I didn't have time to try and persuade him, but I really didn't want to have to hurt him. True, his attempts at flirting and his delusion that I was his girlfriend had caused me quite some awkward moments. The peak had been reached when LaCroix, after an assignment, had snidely commented about letting me off the hook at an earlier time, so that I could enjoy breakfast with my – and on those words his disgusted tone and expression will stay etched in my mind forever – "security stud muffin". I had laughed it off and we had actually cracked some sarcastic jokes on the poor oblivious security guard, but inside I was wondering if Chunk had had the insane idea of asking LaCroix for such a thing (and considering how much he feared the boss, that was a terribly bad sign), or if the Prince had been overhearing some of our conversations, maybe via intercom.
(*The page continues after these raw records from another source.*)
PR #593, opened 2024-06-02
Move set default coins for vault to keygen and import vault

johnnyluo:
Currently after a vault get created or when delete a vault , it often cause the app to crash , because the logic in vaultdetailview depends on the change on vault , and apply set default coin for vault twice. 

This PR move the logic to set vault's default coin to keygen success , or import vault success stage , which ensure it only apply once

This also means user can remove all the chains if they want


enriquesouza (approved):
LGTM and tested.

Still, I liked Chunk: he was like an overgrown child, even his face spoke of an innocence so rare in the world that surrounded me. And although I knew things would never be the same again, no matter how the night ended, I at least wanted to preserve him from this madness.
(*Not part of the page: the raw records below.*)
Issue #400, opened 2024-05-05
Reordering Chains is not permanent 


SamYap0:
**Describe the bug**
After reordering chains (e.g move THORChain to the top, on top of BTC), once we move to another screen and back, it reverts to default ordering.

**Expected behavior**
Ordered chains to remain.

**Smartphone (please complete the following information):**
 - Device: Both iPhone 11 Pro & 14
 - OS: 17.4.1
 - Version 24

realpaaao:
@Rockindash would it be possible to also implement this request [https://github.com/vultisig/vultisig-ios/issues/449](url) ?
As than we could remove the re-arrange button on the right on main to be concruent with figma design.

johnnyluo:
Instead of allow user to manually order the tokens, let's do this
1. Order by token balance , descending

PR #609, opened 2024-06-05
Chain sort

Rockindash:
Chains on Vault Detail View are being sorted based on total balance, Issue #400

### DIFF
--- a/VultisigApp/VultisigApp/Views/Vault/VaultDetailView.swift
+++ b/VultisigApp/VultisigApp/Views/Vault/VaultDetailView.swift
@@ -85,7 +85,7 @@ struct VaultDetailView: View {
     var list: some View {
         List {
             ForEach(viewModel.coinsGroupedByChains.sorted(by: {
-                $0.totalBalanceInFiatString > $1.totalBalanceInFiatString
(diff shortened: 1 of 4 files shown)


VultisigApp/VultisigApp/Views/Vault/VaultDetailView.swift
```diff
@@ -86,15 +85,13 @@ struct VaultDetailView: View {
     var list: some View {
         List {
             ForEach(viewModel.coinsGroupedByChains.sorted(by: {
-                $0.order < $1.order
+                $0.totalBalanceInFiatString > $1.totalBalanceInFiatString
```
johnnyluo, line 88: I don't think sort by string is correct , because 2 will be larger than 10, is that right?

Rockindash: Oh no, this is the other way around. The sorting order is in descending order. Chain with higher balance will be on the top.

Rockindash: Let me fix that.

johnnyluo (approved):
LGTM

"Run out and go home," I ordered slowly, easily Dominating him. He put his hands over his head and, with a clumsy sprint, disappeared out of the door.
I got behind his desk and pushed the button to call the elevator. Then I crouched and slowly took the few steps to the higher platform. I spotted three guards in full assault gear waiting for me. As soon as the elevator clanged, I crouched inside as fast as I could, and pushed the button before they had the time to notice me.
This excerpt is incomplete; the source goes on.